Through her stories, Cofer struggles with the definition of identity. Initially, she separates each story with 4 different labels that she believes society uses to define a person: Skin, Color, Size, and Looks. Within each section, she compares her life in America to her life in Puerto Rico, displaying how she experienced the privileges of being a white female in Puerto Rico and the hard discrimination of being a colored woman in America. According to the article, Introduction to Body Image: Teen Decisions, “Body image is not just how one looks, but how one feels and acts in response to their perceived appearance. Body image changes over time. As Rice states, ‘Body image is not a static concept. It is developed through interactions with people and the social world, changing across the lifespan in response to changing feedback from the environment’”(2003). This explains why Cofer’s interactions shaped the image she had of herself in a negative aspect. As a child, her identity was formed by the cultural norms that were established growing up in Puerto Rico. However, her image of herself was altered with every interaction in America, which slowly changed her opinion of her color, skin, height, and overall looks. For instance, one interaction she had with a store clerk was especially traumatic as he yelled at her: “Don’t come in here unless you gonna buy something. You PR kids put your dirty hands on stuff. You always look dirty. But maybe dirty brown is your natural color”(Cofer 395). Initially, Cofer had associated her skin color with a positive memory, one of back home. She said, “My skin is the color of the coffee my grandmother made, which was half milk, leche con café rather than café con leche”(Cofer 396). Its moment like these, Cofer argues, that causes people to question their identity, to reevaluate their whole sense of self. Initially, she associated her skin with a warm memory that comforted her, but now she questions her identity- Is her skin like dirt instead? Why does her skin have a negative connotation? Through this, she stresses the impact people’s actions and words can have on others and implicitly tells the audience that societal issue can be solved by simply being nice to each other.

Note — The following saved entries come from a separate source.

PR #144, opened 2021-05-20
Feature/136 account service

### LINKED ISSUE #136: AuthService for login/register
For #135 

Create an auth service that makes use of [httpclient](https://angular.io/guide/http) in order to make requests to our api. 

For the login we need to persist our users information somehow in case the page is refreshed. The easiest way is using localstorage.

`localStorage.setItem('key', value);`
`localStorage.getItem('key')`

chrisK00:
1. I moved folders in to app folder and updated namespaces
2. Since we have strict mode enabled, i had to make all User properties optional in order to make use of type safety.
3. setCurrentUser() if we have a user in localstorage, we can just set the currentUser
4. login method takes in a type of any, unsure if you want to have a request model for this instead.

closes #136


stutwoby (approved):

Client/src/app/_services/account.service.ts
```diff
@@ -0,0 +1,36 @@
...
+import { User } from '../_models/user';
+import { map } from 'rxjs/operators';
+
+@Injectable({
+  providedIn: 'root'
+})
+export class AccountService {
+  private accountUrl = environment.apiUrl + 'account';
+  private currentUser = new ReplaySubject<User>(1);
+  currentUser$ = this.currentUser.asObservable();
```
HellHunterMax, line 15: Can you explain how this works and what it means ?

Client/src/app/_services/account.service.ts
```diff
@@ -0,0 +1,36 @@
...
+
+  constructor(private http: HttpClient) { }
+
+  login(model: any) {
```
HellHunterMax: Add UserLoginDto here ?

HellHunterMax (approved):
this looks fkking awesome and very clean.
Makes me want to learn more Angular.
- [x] I guess we could add the UserLoginDto as model ?

Client/src/app/_services/account.service.ts
chrisK00: https://github.com/Code2Gether-Discord/JokesOnYou/wiki/Account-Service-in-Angular-Client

In essence, Judith Cofer uses her own personal history to tackle a particularly complex idea: the absurdity of society. Through her traumatic anecdotes, she discusses the theme of corruption of innocence through sharing how she had to quickly mature due to prejudice in America. She also talks about the ambiguity of race as a social construct due to its relative nature and additionally addresses the topic of identity and how she heavily struggled with finding her own. Altogether, these points underline how ludicrous society’s problems are as all of them have a very simple solution (simply being nice) but still remain huge issues due to people’s unwillingness to change. By using personal anecdotes, she uses an appeal to pathos in order to get the audience to emotionally connect with her story and understand her view of society. She does this through her victimized tone, as seen when she says statements such as, “How was I supposed to know that she and the others who called me ‘pretty’ were representatives of an aesthetic that would not apply when I went out into the mainstream world of school?”(Cofer 398) This victim-esque tone causes the audience to empathize more with Cofer and ultimately become more likely to understand and side with her argument. Despite her negative outlook on America and the extent of the impact racial America had on her, she shares that those labels society threw on her don’t define her. She pushes that who you are as an individual is what matters most, not your skin, color, size, or looks.